Having done this activity for years, I had never seen anyone wear suspenders until then. Once you’re walking with the “tick” on your back, you’re kind of stuck with whatever you’ve got on, in exactly the manner it wants to ride. There usually isn’t any time to adjust things when you’re on the move, so you need to be very certain about what you choose to wear.
I waited until we had finished a troop movement before I tried to gather intel on his setup. As I casually questioned the man about his over-the-shoulders method of commanding his pantaloons, I took mental notes and it all seemed to check out.
“I went to a Korean tailor on Bragg Blvd where I had them sew buttons on my pants. These buttons were strategically placed so they wouldn’t rub on my back when the frame from my rucksack lay against my torso.”
God bless those tiny Asian hands.
Korean tailors are a form of “camp follower” around every Army base I’d been. They can customize any piece of gear or clothing for a good price. Additionally they give a mean hair cut and make some of the best BBQ you’ll ever have.
“I bought the suspenders at Ranger Joe’s in Ft. Benning, Ga. They loop onto the buttons, and don’t rub sores on my back like the web belt normally does when you’re running through the woods or carrying a casualty on your shoulder.”
I’d spent many days in the rain, walking and running with the “tick” on my back. When your pants are weighed down by water and mud, your belt isn’t much good. The pants just keep sagging until one day you kneel down to take a break and the crotch rips out on your pants. I’ve seen this happen more times than I care to count. This wouldn’t happen if you wore a sturdy pair of suspenders.
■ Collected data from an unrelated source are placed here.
Issue #128, opened 2020-07-20
terraform_docs hangs on Windows


matiaszilli:
When I execute `terraform_docs` precommit in Git Bash, it hangs.

The environment is Windows 10.

$ bash --version
GNU bash, version 4.4.23(1)-release (x86_64-pc-msys)

fbuinosquy:
same problem

MaxymVlasov:
Fix was merged

PR #129, opened 2020-07-20
fix: terraform_docs compatible with Git bash on Windows

matiaszilli:
Adds support for terraform_docs running on Git Bash over Windows environment.

It fixs #128

### DIFF
--- a/terraform_docs.sh
+++ b/terraform_docs.sh
@@ -26,7 +26,7 @@ main() {
   done
 
   local hack_terraform_docs
-  hack_terraform_docs=$(terraform version | head -1 | grep -c 0.12) || true
+  hack_terraform_docs=$(terraform version | sed -n 1p | grep -c 0.12) || true
 
   if [[ ! $(command -v terraform-docs) ]]; then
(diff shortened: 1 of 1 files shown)


fbuinosquy:
Please merge.

matiaszilli:
Please @antonbabenko can you merge it?. Thanks.

antonbabenko:
Good one! Thanks for the nudge, too :)

[v1.42.0](https://github.com/antonbabenko/pre-commit-terraform/releases/v1.42.0) has been just released.

robinbowes:
Is `awk` available in git bash on Windows?

If so, this will do the trick:
```
terraform version | awk 'NR > 1 { exit } ; /0.12/ { ++count } ; END { printf "%d\n", count }'
```
This awk program consists of three elements:

- `NR > 1 { exit }` - exit after the first line
- `/0.12/ { ++count }` - if the line matches the pattern, increment the `count` variable
- `END { printf "%d\n", count }` - when we exit (either at the end of the file, or if "exit" is called), print the value of `count` as a number

PR #130, opened 2020-07-25
docs: Update terraform-docs link pointing to new organization

khos2ow:
We've moved `terraform-docs` to its own organization at https://github.com/terraform-docs/

This PR actually supersedes #127


antonbabenko:
Thanks @khos2ow for the PR and great job on terraform-docs we all love and use (at least we should)!

PR #135, opened 2020-08-21
feature: have option for terraform_tfsec.sh to only run in relevant modified directories

nkazarian-spokeo:
This will allow fine-grain control in `.pre-commit-config.yml` for those who implement the hook to specify `tfsec` to run in only certain directories like so:

```
- id: terraform_tfsec
  files: ^dir1/
```

Maybe someone can point me to the rationale behind the comment stating that "`$files` should be ignored since `tfsec` will run recursively anyway" since I was able to get a working example with these changes. Perhaps there was a time when `tfsec` _only_ ran in a recursive fashion no matter what?

@jon-proietti-nutrien would like your input on this, as I noticed that you are the only contributor to this file on this repository.

Thanks.

**EDIT**: actually I believe this is more of an enhancement, as leaving out `files:` key will have `tfsec` run recursively, but now we have the option to filter it down since there's no `--include` type flag that you can pass to `tfsec` itself (they just offer `--exclude-dir`). I changed the title to appropriately reflect my intent.


nkazarian-spokeo:
@antonbabenko can you look at this again? I have resolved conflicts resulting from recent PR that involved changes to this file and back-ported my changes on top of it.

antonbabenko:
@nkazarian-spokeo Thanks for this PR and final rebase!

[v1.36.0](https://github.com/antonbabenko/pre-commit-terraform/releases/v1.36.0) has been just released.

nkazarian-spokeo:
Awesome!!! Appreciate it @antonbabenko. Thanks for looking.

PR #141, opened 2020-09-03
fix: Correctly handle arrays in terraform_docs.sh

sergei-ivanov:
@antonbabenko A serious regression has been introduced in v1.34.0 in the process of factoring out `getopt`. Starting with that version, `terraform_docs` pre-commit hook would only process one terraform module, ignoring any other modules that are part of the commit.

This PR attempts to fix the regression. I have tested it on Ubuntu Focal (GNU bash, version 5.0.17), but I would appreciate if anyone could also test it on Bash 4.x and on MacOS.

Please note that `args` are still passed around in the script as a single argument (just as it was), and I have also successfully verified the correct operation with multiple `--args=` in the pre-commit YAML configuration (fixed earlier in #98).

Side note: other hooks may also be affected in a similar way, but I haven't tested them because we are not using them.

### DIFF
--- a/.pre-commit-config.yaml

You can, of course, wear both at the same time. A belt and suspenders may sound like overkill, but if you need the upward pressure on the belt line, but also desire the knife-wielding utility of a belt, I see no better way.
Suspenders in Civilian Life
If John Rambo had just worn suspenders, he would have been way more comfortable just building useful structures and being an asset to his community. Suspenders would have acted as an emotional anchor to the way of life that built the foundation of America.
The closest civilian activity to “road marching” is your good ol hiking and backpacking. Some of you may even be familiar with the practice of “orienteering.” You can click the link to read all about this valuable skill at Info Galactic.
I recently became reacquainted with the usefulness of these nylon shoulder harnesses. I was walking back and forth to the garage while working on my greenhouse, and noticed I kept pulling up my britches. Working outdoors on my feet all summer had trimmed down my love handles and I am back to being old Mr. Hipless Board Sides.
While at a farm and ranch supply store, I saw and instantly purchased a set of work suspenders. This, again, was a game changer for me. No longer hindered by saggy britches, I was free to run about and focus on crushing.
A Brief History
Although suspenders likely originated at about the same time that pants came on the scene, the first patent to improve the modern suspender was in 1871 by Mr. Mark Twain himself (under his actual name Samuel Clemens, of course).
Clemens wasn’t a fan of the same garment accessory used by Napoleon. In that day, my understanding is that the common French application was a couple strips of ribbon attached to pants with buttons. These were clearly not for those in the blacksmith trade or the carpentry and masonry fields of labor. For those tasks, you need something a bit more sturdy than Red Riding Hood’s hair ribbon.
It is likely that suspenders were also used by royalty because of their rotundness (being fat was a sign of wealth throughout antiquity). Large bellied individuals have trouble wearing a belt as any movement will send their knickers sliding. I sometimes wonder if comedian Chris Farley would have lived a few more years had he opted for a more definitive approach to trouser stabilization.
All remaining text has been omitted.